**Input for this task:**

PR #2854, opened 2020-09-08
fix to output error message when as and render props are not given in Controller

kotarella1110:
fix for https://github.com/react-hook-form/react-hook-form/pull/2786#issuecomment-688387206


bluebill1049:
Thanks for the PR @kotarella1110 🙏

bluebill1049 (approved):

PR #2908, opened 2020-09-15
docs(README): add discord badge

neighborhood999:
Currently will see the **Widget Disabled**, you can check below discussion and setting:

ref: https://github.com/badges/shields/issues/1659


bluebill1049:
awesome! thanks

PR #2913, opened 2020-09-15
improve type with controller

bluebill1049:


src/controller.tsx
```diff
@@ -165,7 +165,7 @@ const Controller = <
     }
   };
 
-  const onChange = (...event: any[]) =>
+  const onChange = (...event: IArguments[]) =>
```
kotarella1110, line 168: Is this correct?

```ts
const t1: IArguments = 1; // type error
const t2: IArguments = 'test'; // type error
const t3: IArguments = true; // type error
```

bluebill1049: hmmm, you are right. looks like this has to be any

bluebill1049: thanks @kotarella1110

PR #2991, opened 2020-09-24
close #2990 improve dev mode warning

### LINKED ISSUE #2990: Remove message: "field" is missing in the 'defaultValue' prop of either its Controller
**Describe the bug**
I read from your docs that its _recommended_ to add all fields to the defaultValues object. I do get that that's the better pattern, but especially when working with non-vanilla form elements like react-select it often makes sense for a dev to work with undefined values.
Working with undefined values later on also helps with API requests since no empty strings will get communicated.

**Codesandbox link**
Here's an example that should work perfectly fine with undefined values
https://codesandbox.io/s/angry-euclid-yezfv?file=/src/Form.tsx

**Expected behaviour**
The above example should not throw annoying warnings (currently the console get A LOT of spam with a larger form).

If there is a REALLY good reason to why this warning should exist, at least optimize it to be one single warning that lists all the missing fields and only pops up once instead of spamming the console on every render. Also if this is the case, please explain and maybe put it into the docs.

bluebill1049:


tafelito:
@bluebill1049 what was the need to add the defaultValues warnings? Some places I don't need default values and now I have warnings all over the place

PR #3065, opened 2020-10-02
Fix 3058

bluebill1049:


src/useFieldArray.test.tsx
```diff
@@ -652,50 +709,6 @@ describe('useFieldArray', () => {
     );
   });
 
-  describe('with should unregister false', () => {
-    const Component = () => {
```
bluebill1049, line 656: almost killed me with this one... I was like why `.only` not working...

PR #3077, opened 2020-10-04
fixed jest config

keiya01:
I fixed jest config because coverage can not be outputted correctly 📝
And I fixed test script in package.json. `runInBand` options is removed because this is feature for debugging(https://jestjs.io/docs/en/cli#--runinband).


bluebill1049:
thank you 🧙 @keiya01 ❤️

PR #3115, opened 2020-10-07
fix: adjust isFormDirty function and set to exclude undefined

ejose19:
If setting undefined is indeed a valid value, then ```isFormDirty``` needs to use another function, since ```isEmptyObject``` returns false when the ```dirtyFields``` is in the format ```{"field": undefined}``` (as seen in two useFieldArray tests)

**Your goal:**
Take the first line of the material above as the start and the line that contains "PR #2908, opened 2020-09-15" as the end. Output only that span, every line exactly as it stands.

**Exercise output:**
PR #2854, opened 2020-09-08
fix to output error message when as and render props are not given in Controller

kotarella1110:
fix for https://github.com/react-hook-form/react-hook-form/pull/2786#issuecomment-688387206


bluebill1049:
Thanks for the PR @kotarella1110 🙏

bluebill1049 (approved):

PR #2908, opened 2020-09-15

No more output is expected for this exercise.